Description
This course covers the fundamentals of computer graphics programming using WebGL2. In the course, we will walk together in two complementary and interleaving tracks. The first track will cover the mathematical foundations of computer graphics. This will include illustrations, examples, and proofs. I do not require you to have strong mathematical background for this as I will illustrate almost everything you need. You only need to know simple basics such as matrices, vectors, dot products, and cross products. The second track will cover the conversion of these concepts into actual code implementation. In this track, you will learn how to manipulate your graphics card (GPU) to perform the required graphics calculations for you. You will learn how to write code that runs directly on the GPU (using GLSL ), and how to communicate with it using your code that runs on the CPU (using JavaScript). Again I do not require you to even know JavaScript although it certainly will help. I do require you, however, to have good knowledge of at least one programming language. Words like variables, arrays, functions, or objects must be familiar to you.
That said, those two tracks are not delivered one after the other. Instead, they are interleaved. I lay the theoretical and mathematical foundation for some concept, and then follow up by the practical implementation in code. Then repeat.
While this course focuses on graphics programming on the web, you will actually find this course equally useful if you wish to learn computer graphics fundamentals on any other platform, and you will be able to switch with minimum effort.

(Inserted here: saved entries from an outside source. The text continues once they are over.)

PR #864, opened 2025-09-08
fix: context passing and response size limit

alnr:
Stumbled across this by chance.

### DIFF
--- a/authorize_request_handler.go
+++ b/authorize_request_handler.go
@@ -11,16 +11,15 @@ import (
 	"strings"
 
 	"github.com/go-jose/go-jose/v3"
+	"github.com/hashicorp/go-retryablehttp"
+	"github.com/pkg/errors"
 	"go.opentelemetry.io/otel/trace"
 
 	"github.com/ory/fosite/i18n"
 	"github.com/ory/fosite/token/jwt"
+	"github.com/ory/go-convenience/stringslice"
 	"github.com/ory/x/errorsx"
 	"github.com/ory/x/otelx"
-
-	"github.com/pkg/errors"
-
-	"github.com/ory/go-convenience/stringslice"
 )
 
 func wrapSigningKeyFailure(outer *RFC6749Error, inner error) *RFC6749Error {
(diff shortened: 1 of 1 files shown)


gaultier (approved):
LGTM but there's something wrong with the CI setup

authorize_request_handler.go
```diff
@@ -66,11 +65,16 @@ func (f *Fosite) authorizeRequestParametersFromOpenIDConnectRequest(ctx context.
...
+		req, err := retryablehttp.NewRequestWithContext(ctx, "GET", location, nil)
+		if err != nil {
+			return errorsx.WithStack(ErrInvalidRequestURI.WithHintf("Unable to fetch OpenID Connect request parameters from 'request_uri' because: %s.", err.Error()).WithWrap(err).WithDebug(err.Error()))
+		}
+		response, err := hc.Do(req)
 		if err != nil {
 			return errorsx.WithStack(ErrInvalidRequestURI.WithHintf("Unable to fetch OpenID Connect request parameters from 'request_uri' because: %s.", err.Error()).WithWrap(err).WithDebug(err.Error()))
 		}
 		defer response.Body.Close()
+		response.Body = io.NopCloser(io.LimitReader(response.Body, 10*1024*1024)) // limit to 10MiB
```
vivshankar, line 77: Should the limit be configurable? You could make it a config property in Fosite struct itself.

WebGL is only a tool.
This course is a low-level programming course. You will send the required data to the GPU byte by byte. While this will not make you able to create the best game ever in 3 minutes, it will certainly help you gain deep knowledge that you will find extremely useful when you take the next step forwards, as you will actually know what really does happen behind the scene when you use a higher level library in your production code later.

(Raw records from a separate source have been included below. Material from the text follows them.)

PR #879, opened 2026-05-25
feat: add RFC 8707 Resource Indicators support

cohendvir:
Adds support for [RFC 8707 Resource Indicators](https://www.rfc-editor.org/rfc/rfc8707) in fosite.

> **Note:** This PR stacks on #880 (copyright year bump). Please merge #880 first — once it lands on `master`, the diff here will show only the RFC 8707 changes.


james-d-elliott:
Shouldn't this be in the authorize code / implicit auth handlers and refresh / client credentials / device code access handlers?

james-d-elliott:
Actually looking more closely it's similar to refresh flow, the values requested on the auth endpoint restrict what can be requested on the token endpoint, same for the original request in refresh flows.

>  The resource value(s) that is acceptable to an authorization server in fulfilling an access token request is at its sole discretion based on local policy or configuration. In the case of a refresh_token or authorization_code grant type request, such policy may limit the acceptable resources to those that were originally granted by the resource owner or a subset thereof. In the authorization_code case where the requested resources are a subset of the set of resources originally granted, the authorization server will issue an access token based on that subset of requested resources, whereas any refresh token that is returned is bound to the full original grant.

If you encounter any problems of any kind during watching the course, please let me know instantly. I will be quite responsive, and my response will vary from answering in text, supplying more code examples and illustrative articles, to actually re-recording entire videos and supplementary content just for you!
This course is only the beginning. I will follow up with more advanced courses quite soon. Enjoy!

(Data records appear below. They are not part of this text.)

PR #928, opened 2025-09-24
Bonds and Angles handle wildcards for bonds and sites.

CalCraven:
### PR Summary:
This PR should allow for matching of forcefield connection parameters for Bonds and Angles. This was already usable with Dihedrals, the functionality has just been extended to dihedrals using the "*" syntax. 

Additionally, the ability to match connections by the bond_order of the internal bonds of the connection is also included, using the "~" syntax to designate wildcard bonds, and the SMILES tokens for single, double, triple, and aromatic bonds.

### PR Checklist
------------

### DIFF
--- a/gmso/core/forcefield.py
+++ b/gmso/core/forcefield.py
@@ -26,7 +26,11 @@ from gmso.utils.ff_utils import (
     parse_ff_virtual_types,
     validate,
 )
-from gmso.utils.misc import reverse_string_identifier, validate_type
+from gmso.utils.misc import (
+    improper_equivalents_string_identifier,
+    reverse_string_identifier,
+    validate_type,
+)
 
 logger = logging.getLogger(__name__)
 
@@ -448,9 +452,10 @@ class ForceField(object):
 
     def _get_improper_type(self, identifier, exact_match=False):
         """Get a particular improper_type between `identifier` from this ForceField."""
+        equiv_idx = [(0, i, j, k) for (i, j, k) in itertools.permutations((1, 2, 3), 3)]
         if isinstance(identifier, str):
             forward = identifier
-            reverse = reverse_string_identifier(forward, is_improper=True)
+            equivalent = improper_equivalents_string_identifier(identifier)
         else:
             if len(identifier) == 4:  # add wildcard bonds
                 identifier.append("~")
@@ -463,9 +468,6 @@ class ForceField(object):
                 )
 
             forward = connection_identifier_to_string(identifier)
-            equiv_idx = [
-                (0, i, j, k) for (i, j, k) in itertools.permutations((1, 2, 3), 3)
-            ]
             equivalent = [
                 [
                     identifier[m],
--- a/gmso/utils/misc.py
+++ b/gmso/utils/misc.py
@@ -91,11 +91,21 @@ def get_xml_representation(value):
         return str(value)
 
 
-def reverse_string_identifier(identifier: str, is_improper=False):
+def reverse_string_identifier(identifier: str):
     """Change string identifier for a forcefield key."""
     tokens = r"([\=\~\-\#\:])"
     items = re.split(tokens, identifier)
-    if is_improper:  # only reverse middle two tokens and keep bonds
-        return "".join((items[:1] + items[3:5] + items[1:3] + items[5:]))
-    else:  # flip full
-        return "".join(items[::-1])
+    return "".join(items[::-1])
+
+
+def improper_equivalents_string_identifier(identifier: str):
+    # only reverse middle two tokens and keep bonds
+    tokens = r"([\=\~\-\#\:])"
+    items = re.split(tokens, identifier)
+    return [
+        "".join((items[:1] + items[3:5] + items[1:3] + items[5:])),
+        "".join((items[:1] + items[3:5] + items[1:3] + items[5:])),
+        "".join((items[:1] + items[5:] + items[3:5] + items[1:3])),
+        "".join((items[:1] + items[5:] + items[1:3] + items[3:5])),
+        "".join((items[:1] + items[1:3] + items[5:] + items[3:5])),
+    ]


gmso/core/angle.py
```diff
@@ -26,12 +27,24 @@ class Angle(Connection):
 
     __members_creator__: ClassVar[Callable] = Atom.model_validate
 
+    connectivity: ClassVar[Tuple[Tuple[int]]] = ((0, 1), (1, 2))
```
chrisjonesBSU, line 30: We should add a description here.

chrisjonesBSU: Also, do we need an alias?

gmso/core/angle.py
```diff
@@ -73,6 +87,24 @@ def restraint(self):
...
         return self.__dict__.get("restraint_")
 
+    @property
+    def bonds(self):
+        """Return the bond_order symbol of this bond."""
+        return self.__dict__.get("bonds_")
+
+    @bonds.setter
+    def bonds(self, bonds):
+        """Return the bonds that makeup this Improper.
```
chrisjonesBSU, line 97: I think these doc strings aren't correct for this setter method?

gmso/core/angle.py
```diff
@@ -99,3 +131,14 @@ def __setattr__(self, key, value):
             super(Angle, self).__setattr__("angle_type", value)
         else:
             super(Angle, self).__setattr__(key, value)
+
+    @model_validator(mode="before")
+    @classmethod
+    def set_dependent_value_default(cls, data):
```
chrisjonesBSU, line 137: I think a concise doc string for this method would be helpful.

gmso/core/bond.py
```diff
@@ -26,6 +26,8 @@ class Bond(Connection):
 
     __members_creator__: ClassVar[Callable] = Atom.model_validate
 
+    connectivity: ClassVar[Tuple[Tuple[int]]] = ((0, 1),)
```
chrisjonesBSU, line 29: Same as in `angle.py`. Do we need a description and alias here?

gmso/core/angle.py
```diff
@@ -73,6 +87,24 @@ def restraint(self):
         """Return the restraint of this angle."""
         return self.__dict__.get("restraint_")
 
+    @property
+    def bonds(self):
+        """Return the bond_order symbol of this bond."""
```
chrisjonesBSU, line 92: Update the doc string to say that it returns a tuple of `gmso.core.Bond` instances that make up this angle.

gmso/core/bond.py
chrisjonesBSU, line 1: We should probably have a `bond_order` setter in `Bond`

gmso/core/dihedral.py
```diff
@@ -28,12 +29,24 @@ class Dihedral(Connection):
 
     __members_creator__: ClassVar[Callable] = Atom.model_validate
 
+    connectivity: ClassVar[Tuple[Tuple[int]]] = ((0, 1), (1, 2), (2, 3))
```
chrisjonesBSU, line 32: Same, does this need a description and alias?

gmso/core/dihedral.py
```diff
@@ -74,6 +88,27 @@ def restraint(self):
...
+    def bonds(self):
+        """Return the bonds that makeup this dihedral.
+
+        Connectivity is ((0,1), (1,2), (2,3))
+        """
+        return self.__dict__.get("bonds_")
+
+    @bonds.setter
+    def bonds(self, bonds):
+        """Return the bonds that makeup this Improper.
```
chrisjonesBSU, line 101: Update doc strings here.

gmso/core/improper.py
```diff
@@ -94,3 +137,15 @@ def __setattr__(self, key, value):
             super(Improper, self).__setattr__("improper_type_", value)
         else:
             super(Improper, self).__setattr__(key, value)
+
+    @model_validator(mode="before")
+    @classmethod
+    def set_dependent_value_default(cls, data):
```
chrisjonesBSU, line 143: I think a concise doc string for this method would be helpful.

gmso/core/dihedral.py
```diff
@@ -99,3 +134,15 @@ def __setattr__(self, key, value):
             super(Dihedral, self).__setattr__("dihedral_type_", value)
         else:
             super(Dihedral, self).__setattr__(key, value)
+
+    @model_validator(mode="before")
+    @classmethod
+    def set_dependent_value_default(cls, data):
```
chrisjonesBSU, line 140: I think a concise doc string for this method would be helpful.

gmso/core/improper.py
```diff
@@ -63,6 +85,27 @@ def connection_type(self):
...
+    def bonds(self):
+        """Return the bonds that makeup this Improper.
+
+        Connectivity is ((0,1), (0,2), (0,3))
+        """
+        return self.__dict__.get("bonds_")
+
+    @bonds.setter
+    def bonds(self, new_bonds):
+        """Return the bonds that makeup this Improper.
```
chrisjonesBSU, line 98: Update the doc strings here.

gmso/utils/connectivity.py
```diff
@@ -452,3 +457,13 @@ def _graph_from_vtype(vtype):
         virtual_type_graph.add_edge(i, i + 1)
 
     return virtual_type_graph
+
+
+def create_pattern(combination):
```
chrisjonesBSU, line 462: A quick doc string here would be helpful.

chrisjonesBSU (changes requested):
I left some comments, mostly related to doc strings. So far this is looking great. I'll try and get some minimal working examples going to further test it out.

gmso/core/angle.py
CalCraven: I specified connectivity as a ClassVar, so it's not modifiable across classes, and doesn't get treated the same way as other pydantic variables, which are defined under with pydantic Field.

CalCraven: So also no alias here.

gmso/core/dihedral.py
CalCraven: See above.

gmso/core/improper.py
CalCraven: Done.

gmso/core/angle.py
CalCraven: Done.

gmso/core/angle.py
CalCraven: remove setter.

Who is the target audience?
Any programmer interested in computer graphics, specially but not necessarily on the web.
Any web developer who wants to add 3D graphics to his websites as a sort of astonishing styling.
Anyone interested in understanding the low level internals of how the graphics pipeline works.
Anyone interested in the mathematics of computer graphics.
Any High-level game developer who wants to dig deeper into understanding what really happens behind the scene in his high-level code
Requirements
You should be familiar with at least one programming language – preferably but not necessarily JavaScript.
You should have simple understanding of basic vectors, matrices, dot products and cross products.